Trügerische Populationszahlen: Über Inzucht bei den Wölfen

Im Gegensatz zu Schweden könnte sich in Österreich eine gesunde Wolfspopulation etablieren. Wenn man sie ließe.

Durch Konventionen und Gesetze geschützt, sind die Wölfe in Europa wieder rasch im Kommen. Auf weit mehr als 20.000 schätzt man sie mittlerweile, freilich einschließlich der Wölfe im Osten, bis ins europäische Russland.

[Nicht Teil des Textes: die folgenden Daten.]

PR #1197, opened 2018-01-12
Remove redundant passes from legalization passes

s-perron:
With work that Alan has done, some passes have become redundant.  ADCE
now removed unused variables.  Dead branch elimination removes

Die Wölfe der Abruzzen drangen über Jahrzehnte wieder in die Südwestalpen vor und stehen heute bereits in der Schweiz. Auch in Nordwestspanien erstarkten die Populationen und in Deutschland stieg ihre Zahl rasch auf mehr als 300 Tiere. 50 Rudel besiedeln heute einen breiten Gürtel von der Lausitz bis Hamburg. Gleichzeitig leben tausende Wölfe in den europäischen Zoos und Wildparken, die ja damit auch eine Arche-Noah-Funktion erfüllen, also ein Reservoir bilden, falls Wölfe im Freiland Probleme bekommen. Könnte man meinen. Die Studie eines Teams um Jannikke Raikkönen (2013, PlosOne) zum Zustand der Wölfe in Südschweden bremst den optimistischen Zahlenfetischismus.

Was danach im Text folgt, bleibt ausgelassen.